> _Source data_
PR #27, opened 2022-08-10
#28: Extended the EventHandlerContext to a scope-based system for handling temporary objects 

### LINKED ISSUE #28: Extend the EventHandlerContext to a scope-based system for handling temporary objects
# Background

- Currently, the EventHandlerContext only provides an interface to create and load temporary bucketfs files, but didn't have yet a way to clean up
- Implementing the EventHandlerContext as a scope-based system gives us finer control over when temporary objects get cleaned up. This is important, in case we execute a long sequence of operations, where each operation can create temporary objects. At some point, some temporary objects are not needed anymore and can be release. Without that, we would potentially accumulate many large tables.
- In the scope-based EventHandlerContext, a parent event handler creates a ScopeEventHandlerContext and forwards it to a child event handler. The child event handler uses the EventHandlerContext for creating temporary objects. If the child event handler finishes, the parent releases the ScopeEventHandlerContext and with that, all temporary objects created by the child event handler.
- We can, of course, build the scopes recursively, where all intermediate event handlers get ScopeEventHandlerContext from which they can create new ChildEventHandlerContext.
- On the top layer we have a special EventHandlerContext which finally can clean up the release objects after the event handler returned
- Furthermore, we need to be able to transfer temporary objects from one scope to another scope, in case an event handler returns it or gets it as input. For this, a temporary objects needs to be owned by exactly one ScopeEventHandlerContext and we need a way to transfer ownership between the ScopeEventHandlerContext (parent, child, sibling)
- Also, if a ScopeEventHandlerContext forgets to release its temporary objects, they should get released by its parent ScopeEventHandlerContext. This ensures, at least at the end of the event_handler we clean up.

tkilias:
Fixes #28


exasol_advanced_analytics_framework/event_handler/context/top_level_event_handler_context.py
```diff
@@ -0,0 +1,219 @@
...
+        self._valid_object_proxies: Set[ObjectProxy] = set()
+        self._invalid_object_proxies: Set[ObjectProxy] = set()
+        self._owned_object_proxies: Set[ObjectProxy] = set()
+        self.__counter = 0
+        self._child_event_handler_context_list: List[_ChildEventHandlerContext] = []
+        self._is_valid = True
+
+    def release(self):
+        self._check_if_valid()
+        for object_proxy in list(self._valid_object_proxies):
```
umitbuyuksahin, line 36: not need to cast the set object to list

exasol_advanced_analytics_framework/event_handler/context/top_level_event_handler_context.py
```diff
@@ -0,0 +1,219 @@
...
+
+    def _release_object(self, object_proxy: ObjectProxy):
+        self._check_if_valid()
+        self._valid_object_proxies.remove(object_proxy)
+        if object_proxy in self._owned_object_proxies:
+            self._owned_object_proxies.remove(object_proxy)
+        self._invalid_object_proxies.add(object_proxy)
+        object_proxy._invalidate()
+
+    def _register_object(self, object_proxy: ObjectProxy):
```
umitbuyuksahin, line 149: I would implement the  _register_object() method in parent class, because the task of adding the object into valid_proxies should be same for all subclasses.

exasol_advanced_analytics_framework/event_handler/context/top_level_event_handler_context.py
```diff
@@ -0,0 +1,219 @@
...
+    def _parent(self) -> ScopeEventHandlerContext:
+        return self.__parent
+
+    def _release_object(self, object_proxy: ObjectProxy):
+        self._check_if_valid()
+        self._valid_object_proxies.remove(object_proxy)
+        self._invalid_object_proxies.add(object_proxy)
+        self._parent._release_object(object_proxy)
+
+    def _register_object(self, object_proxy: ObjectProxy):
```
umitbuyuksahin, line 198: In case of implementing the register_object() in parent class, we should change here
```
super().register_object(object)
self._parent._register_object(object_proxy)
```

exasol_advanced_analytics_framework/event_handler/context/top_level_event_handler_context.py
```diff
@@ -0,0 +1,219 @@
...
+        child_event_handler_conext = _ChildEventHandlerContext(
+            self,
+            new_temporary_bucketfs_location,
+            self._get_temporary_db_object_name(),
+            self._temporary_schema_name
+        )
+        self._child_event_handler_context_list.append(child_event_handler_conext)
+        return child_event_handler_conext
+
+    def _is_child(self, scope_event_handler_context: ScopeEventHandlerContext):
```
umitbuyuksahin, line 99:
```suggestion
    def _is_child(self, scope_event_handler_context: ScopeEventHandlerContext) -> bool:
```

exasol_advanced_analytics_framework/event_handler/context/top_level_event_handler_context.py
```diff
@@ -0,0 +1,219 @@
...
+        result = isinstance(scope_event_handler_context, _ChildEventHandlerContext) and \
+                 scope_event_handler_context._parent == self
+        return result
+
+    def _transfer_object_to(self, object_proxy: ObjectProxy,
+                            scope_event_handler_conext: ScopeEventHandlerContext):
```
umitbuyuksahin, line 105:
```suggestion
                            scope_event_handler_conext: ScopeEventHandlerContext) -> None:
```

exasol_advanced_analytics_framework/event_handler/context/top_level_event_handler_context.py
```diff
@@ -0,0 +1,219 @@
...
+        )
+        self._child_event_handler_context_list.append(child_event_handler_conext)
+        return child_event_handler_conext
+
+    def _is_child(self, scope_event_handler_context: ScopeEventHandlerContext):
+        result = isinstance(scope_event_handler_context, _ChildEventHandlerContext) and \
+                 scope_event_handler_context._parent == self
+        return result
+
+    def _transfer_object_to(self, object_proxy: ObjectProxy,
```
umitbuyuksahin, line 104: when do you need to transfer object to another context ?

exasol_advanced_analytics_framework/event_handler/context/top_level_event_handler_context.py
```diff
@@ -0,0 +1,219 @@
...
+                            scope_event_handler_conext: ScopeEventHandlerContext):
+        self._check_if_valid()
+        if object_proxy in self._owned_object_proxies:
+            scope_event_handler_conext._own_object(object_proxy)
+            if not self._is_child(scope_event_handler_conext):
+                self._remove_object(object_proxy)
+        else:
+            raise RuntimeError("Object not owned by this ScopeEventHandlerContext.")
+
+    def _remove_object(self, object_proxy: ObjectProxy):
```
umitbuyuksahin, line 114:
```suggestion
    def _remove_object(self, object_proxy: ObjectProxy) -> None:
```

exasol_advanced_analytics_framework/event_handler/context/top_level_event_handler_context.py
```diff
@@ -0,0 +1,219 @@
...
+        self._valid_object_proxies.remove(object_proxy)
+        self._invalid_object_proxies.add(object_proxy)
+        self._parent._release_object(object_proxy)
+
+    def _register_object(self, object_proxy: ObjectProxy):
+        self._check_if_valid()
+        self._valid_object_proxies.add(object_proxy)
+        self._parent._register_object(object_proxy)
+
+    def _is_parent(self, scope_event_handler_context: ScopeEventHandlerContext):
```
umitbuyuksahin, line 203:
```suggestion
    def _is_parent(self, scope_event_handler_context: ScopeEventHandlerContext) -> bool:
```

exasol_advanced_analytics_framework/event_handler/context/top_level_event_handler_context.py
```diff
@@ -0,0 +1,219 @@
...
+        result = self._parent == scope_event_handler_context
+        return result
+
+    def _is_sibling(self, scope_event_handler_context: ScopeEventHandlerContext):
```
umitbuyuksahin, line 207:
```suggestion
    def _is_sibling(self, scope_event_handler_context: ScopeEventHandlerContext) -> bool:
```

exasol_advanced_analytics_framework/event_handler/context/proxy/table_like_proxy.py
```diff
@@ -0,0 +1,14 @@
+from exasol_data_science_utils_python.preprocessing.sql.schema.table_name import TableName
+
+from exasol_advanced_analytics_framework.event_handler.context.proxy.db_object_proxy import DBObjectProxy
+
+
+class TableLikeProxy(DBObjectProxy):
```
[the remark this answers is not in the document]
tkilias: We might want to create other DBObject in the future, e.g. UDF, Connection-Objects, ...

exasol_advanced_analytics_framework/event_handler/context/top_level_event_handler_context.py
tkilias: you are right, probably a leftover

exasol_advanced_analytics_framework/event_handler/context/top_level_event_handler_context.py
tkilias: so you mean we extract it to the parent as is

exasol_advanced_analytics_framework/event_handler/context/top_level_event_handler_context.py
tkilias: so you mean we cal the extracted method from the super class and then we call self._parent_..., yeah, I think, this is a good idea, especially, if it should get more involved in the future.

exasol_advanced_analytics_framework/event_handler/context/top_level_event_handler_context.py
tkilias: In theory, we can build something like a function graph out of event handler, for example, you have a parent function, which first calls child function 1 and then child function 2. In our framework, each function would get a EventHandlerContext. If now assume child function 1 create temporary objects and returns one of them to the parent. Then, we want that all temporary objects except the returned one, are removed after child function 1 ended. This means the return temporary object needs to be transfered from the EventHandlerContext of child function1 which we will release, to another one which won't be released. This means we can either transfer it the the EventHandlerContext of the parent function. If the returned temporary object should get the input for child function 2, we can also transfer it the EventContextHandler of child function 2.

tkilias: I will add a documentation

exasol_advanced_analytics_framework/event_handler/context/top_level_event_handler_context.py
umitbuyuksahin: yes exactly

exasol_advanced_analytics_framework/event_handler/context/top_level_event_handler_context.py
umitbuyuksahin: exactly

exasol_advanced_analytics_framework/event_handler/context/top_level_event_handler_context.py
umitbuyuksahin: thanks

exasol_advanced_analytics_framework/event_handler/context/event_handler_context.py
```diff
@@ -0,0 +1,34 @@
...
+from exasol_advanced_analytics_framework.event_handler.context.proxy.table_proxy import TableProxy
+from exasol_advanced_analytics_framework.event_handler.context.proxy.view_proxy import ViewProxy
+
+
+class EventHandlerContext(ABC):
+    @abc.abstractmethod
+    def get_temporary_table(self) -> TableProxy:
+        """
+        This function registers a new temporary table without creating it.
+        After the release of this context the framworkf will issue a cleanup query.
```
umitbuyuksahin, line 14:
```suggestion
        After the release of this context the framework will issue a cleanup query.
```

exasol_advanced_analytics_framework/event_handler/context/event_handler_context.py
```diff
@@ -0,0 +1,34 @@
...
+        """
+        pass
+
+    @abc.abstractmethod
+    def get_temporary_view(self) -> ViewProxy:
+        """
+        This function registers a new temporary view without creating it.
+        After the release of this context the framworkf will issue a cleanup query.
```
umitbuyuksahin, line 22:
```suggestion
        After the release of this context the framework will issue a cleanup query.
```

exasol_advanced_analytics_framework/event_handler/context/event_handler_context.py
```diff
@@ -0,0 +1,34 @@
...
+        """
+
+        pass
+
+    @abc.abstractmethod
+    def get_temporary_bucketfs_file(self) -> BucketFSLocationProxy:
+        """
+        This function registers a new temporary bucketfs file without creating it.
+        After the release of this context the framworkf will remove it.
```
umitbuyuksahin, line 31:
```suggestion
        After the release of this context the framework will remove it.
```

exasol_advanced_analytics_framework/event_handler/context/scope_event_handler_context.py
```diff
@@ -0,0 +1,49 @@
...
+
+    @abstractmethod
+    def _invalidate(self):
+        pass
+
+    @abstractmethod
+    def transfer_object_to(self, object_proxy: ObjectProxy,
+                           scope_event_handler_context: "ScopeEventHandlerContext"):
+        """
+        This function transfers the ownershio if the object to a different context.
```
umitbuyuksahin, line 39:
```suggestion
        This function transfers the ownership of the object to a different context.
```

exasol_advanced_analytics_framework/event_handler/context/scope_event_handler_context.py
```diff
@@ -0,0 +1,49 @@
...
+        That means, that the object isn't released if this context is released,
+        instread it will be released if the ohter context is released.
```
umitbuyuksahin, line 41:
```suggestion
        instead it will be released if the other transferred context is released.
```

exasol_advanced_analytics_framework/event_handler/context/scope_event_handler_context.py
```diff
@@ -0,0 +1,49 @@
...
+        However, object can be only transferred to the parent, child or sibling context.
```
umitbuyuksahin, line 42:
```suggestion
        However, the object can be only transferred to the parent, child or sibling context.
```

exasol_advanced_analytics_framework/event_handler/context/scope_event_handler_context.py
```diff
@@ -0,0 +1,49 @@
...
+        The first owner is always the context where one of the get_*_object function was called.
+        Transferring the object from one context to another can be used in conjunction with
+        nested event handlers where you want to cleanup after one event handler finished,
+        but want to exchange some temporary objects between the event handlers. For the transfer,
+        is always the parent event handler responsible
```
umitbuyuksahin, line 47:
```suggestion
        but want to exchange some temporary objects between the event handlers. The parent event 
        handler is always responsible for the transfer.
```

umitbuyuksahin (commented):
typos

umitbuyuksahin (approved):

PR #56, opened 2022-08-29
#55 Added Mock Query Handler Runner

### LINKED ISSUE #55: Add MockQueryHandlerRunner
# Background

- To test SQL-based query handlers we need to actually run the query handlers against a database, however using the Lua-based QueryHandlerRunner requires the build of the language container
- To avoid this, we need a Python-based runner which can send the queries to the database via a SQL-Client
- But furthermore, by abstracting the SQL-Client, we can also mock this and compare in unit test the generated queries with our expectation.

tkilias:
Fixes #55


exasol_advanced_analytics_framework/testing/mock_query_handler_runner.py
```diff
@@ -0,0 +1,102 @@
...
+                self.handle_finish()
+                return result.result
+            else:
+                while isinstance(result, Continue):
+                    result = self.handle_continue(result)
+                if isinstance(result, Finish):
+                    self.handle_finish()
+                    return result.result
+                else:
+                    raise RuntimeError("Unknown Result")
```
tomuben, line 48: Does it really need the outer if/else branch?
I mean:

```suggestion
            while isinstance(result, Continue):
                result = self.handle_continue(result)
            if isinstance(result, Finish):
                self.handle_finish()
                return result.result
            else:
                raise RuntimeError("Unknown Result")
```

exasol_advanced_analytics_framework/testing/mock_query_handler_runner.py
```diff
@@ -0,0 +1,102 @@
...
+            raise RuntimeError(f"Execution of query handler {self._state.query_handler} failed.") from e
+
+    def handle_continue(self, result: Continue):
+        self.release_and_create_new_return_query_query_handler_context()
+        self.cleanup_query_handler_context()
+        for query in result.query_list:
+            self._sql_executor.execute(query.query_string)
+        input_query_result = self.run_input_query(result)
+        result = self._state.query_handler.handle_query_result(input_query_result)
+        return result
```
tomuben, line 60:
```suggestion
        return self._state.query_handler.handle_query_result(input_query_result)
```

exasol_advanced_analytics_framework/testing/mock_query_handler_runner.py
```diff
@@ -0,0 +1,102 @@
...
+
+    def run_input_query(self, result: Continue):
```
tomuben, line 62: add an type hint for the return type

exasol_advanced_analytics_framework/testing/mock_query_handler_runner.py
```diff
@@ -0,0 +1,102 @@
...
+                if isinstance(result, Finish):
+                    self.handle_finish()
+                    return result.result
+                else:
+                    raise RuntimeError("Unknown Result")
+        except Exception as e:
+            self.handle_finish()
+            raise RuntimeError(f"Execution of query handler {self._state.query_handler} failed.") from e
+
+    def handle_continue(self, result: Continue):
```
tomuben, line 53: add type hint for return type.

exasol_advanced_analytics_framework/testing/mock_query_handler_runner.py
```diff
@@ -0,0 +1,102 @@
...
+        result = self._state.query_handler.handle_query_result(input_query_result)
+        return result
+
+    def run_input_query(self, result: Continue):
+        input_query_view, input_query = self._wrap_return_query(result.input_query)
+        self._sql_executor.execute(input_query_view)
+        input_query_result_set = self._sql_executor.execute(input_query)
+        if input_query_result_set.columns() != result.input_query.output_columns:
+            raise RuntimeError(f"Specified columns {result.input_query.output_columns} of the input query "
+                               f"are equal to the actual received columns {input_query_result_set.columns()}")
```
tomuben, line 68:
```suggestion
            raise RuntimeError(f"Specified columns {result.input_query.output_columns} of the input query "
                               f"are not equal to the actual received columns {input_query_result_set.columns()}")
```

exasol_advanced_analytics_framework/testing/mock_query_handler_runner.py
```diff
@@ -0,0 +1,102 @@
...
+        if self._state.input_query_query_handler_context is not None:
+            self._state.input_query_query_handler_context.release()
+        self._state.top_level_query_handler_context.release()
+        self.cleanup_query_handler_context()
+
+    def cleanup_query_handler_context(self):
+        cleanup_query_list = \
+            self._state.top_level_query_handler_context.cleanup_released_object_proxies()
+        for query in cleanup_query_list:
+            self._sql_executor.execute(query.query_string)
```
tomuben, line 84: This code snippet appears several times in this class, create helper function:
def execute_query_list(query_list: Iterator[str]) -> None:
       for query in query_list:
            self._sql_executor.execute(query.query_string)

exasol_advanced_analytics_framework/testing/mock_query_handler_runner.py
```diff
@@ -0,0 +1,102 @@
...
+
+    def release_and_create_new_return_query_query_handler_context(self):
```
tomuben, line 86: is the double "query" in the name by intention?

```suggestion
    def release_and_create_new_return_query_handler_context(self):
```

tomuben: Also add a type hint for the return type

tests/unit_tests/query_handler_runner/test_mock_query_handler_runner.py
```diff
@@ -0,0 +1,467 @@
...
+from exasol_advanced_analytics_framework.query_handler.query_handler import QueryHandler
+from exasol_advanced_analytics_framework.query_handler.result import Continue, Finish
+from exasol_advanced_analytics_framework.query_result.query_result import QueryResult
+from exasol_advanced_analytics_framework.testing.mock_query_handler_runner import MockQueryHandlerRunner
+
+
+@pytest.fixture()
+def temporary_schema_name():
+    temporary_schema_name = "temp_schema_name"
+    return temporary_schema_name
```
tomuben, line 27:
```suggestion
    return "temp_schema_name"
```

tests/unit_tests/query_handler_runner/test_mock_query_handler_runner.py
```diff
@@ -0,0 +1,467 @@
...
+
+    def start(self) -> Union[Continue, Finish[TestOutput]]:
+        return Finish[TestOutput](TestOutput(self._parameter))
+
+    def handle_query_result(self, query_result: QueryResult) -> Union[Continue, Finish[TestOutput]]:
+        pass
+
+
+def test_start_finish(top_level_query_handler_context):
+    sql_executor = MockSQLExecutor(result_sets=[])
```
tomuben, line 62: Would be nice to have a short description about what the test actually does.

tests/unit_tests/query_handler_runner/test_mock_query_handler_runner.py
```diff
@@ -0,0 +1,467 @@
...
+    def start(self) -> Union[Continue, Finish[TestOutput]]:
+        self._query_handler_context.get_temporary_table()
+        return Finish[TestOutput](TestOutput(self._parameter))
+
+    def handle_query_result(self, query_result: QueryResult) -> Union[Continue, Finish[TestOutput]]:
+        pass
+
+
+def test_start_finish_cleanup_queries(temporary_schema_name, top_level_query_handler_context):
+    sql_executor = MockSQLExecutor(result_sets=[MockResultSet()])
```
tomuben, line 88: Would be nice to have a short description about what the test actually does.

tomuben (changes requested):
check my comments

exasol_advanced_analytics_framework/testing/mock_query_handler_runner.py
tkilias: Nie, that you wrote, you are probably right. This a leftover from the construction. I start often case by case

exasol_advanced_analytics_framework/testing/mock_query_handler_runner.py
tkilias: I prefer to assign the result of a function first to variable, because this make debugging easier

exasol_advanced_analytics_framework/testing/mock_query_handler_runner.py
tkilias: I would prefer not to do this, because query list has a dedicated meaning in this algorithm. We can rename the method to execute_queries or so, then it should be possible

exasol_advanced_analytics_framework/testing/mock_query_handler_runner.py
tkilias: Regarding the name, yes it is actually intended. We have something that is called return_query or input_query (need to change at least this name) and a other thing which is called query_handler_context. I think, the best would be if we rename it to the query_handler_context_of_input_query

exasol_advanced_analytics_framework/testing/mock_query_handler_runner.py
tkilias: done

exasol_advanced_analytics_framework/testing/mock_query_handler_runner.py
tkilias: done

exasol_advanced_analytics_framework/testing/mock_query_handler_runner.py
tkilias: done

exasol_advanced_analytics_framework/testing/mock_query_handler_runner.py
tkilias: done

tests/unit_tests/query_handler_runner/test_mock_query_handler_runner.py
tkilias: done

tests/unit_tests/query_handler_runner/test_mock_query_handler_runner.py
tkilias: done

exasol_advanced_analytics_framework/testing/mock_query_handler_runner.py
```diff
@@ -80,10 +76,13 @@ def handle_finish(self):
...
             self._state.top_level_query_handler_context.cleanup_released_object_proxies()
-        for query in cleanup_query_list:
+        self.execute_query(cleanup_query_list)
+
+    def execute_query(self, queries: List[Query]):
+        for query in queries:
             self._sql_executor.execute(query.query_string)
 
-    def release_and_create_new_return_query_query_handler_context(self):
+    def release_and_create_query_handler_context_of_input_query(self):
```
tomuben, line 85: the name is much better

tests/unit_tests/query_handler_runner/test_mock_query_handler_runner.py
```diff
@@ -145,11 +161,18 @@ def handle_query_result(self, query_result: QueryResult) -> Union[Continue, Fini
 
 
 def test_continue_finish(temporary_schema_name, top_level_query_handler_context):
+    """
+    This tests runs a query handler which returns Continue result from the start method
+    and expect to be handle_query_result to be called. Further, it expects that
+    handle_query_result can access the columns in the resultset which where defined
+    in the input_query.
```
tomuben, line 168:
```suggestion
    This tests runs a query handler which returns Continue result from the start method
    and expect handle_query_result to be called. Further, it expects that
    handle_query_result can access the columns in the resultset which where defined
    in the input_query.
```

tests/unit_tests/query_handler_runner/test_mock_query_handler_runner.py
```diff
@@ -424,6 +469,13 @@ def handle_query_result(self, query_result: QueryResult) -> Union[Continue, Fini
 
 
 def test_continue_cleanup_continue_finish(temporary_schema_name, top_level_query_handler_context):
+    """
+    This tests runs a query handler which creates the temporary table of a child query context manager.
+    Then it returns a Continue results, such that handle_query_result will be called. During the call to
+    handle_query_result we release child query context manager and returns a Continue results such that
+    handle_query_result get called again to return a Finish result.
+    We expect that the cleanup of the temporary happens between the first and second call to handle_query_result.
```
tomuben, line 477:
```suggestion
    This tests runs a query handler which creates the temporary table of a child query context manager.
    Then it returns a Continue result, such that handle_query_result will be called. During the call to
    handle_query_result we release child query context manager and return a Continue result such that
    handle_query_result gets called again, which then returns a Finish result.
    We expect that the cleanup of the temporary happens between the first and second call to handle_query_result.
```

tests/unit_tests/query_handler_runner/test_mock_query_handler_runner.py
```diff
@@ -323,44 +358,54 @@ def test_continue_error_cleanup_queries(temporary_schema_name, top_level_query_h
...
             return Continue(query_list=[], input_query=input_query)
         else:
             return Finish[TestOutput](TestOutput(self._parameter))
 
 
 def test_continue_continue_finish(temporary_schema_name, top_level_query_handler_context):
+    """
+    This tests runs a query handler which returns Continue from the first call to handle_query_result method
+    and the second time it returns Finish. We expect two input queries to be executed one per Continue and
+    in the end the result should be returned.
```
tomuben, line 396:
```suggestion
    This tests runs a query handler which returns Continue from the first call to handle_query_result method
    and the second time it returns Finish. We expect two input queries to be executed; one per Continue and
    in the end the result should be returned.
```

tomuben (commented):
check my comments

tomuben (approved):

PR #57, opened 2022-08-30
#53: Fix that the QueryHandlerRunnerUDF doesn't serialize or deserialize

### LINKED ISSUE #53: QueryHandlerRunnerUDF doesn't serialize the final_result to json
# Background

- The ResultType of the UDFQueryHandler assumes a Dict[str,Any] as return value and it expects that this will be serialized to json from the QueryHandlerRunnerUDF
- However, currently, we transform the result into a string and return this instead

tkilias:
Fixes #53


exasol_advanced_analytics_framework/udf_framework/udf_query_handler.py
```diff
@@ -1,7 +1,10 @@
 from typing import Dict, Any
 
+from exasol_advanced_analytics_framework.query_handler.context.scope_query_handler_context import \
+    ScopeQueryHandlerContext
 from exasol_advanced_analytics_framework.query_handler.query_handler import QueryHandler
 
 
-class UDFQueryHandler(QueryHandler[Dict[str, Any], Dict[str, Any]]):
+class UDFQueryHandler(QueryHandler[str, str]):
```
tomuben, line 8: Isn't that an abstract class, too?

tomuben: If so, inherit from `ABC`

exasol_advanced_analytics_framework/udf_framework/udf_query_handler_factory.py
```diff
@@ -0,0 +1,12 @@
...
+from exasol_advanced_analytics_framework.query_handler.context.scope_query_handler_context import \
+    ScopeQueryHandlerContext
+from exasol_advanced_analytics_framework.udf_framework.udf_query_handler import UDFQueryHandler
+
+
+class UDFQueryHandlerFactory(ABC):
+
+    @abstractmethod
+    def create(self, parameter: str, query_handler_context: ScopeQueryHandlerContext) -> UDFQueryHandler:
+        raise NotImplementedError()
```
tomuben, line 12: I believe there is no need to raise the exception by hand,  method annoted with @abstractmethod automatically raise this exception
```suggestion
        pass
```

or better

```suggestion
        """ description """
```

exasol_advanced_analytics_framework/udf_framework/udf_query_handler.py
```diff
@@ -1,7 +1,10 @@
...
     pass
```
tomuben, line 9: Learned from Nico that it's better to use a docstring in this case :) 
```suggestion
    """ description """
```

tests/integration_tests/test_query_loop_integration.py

> _Your objective_
Scan the records above. Return every line with "defined" in it.

> _Reply to the exercise_
+    handle_query_result can access the columns in the resultset which where defined
    handle_query_result can access the columns in the resultset which where defined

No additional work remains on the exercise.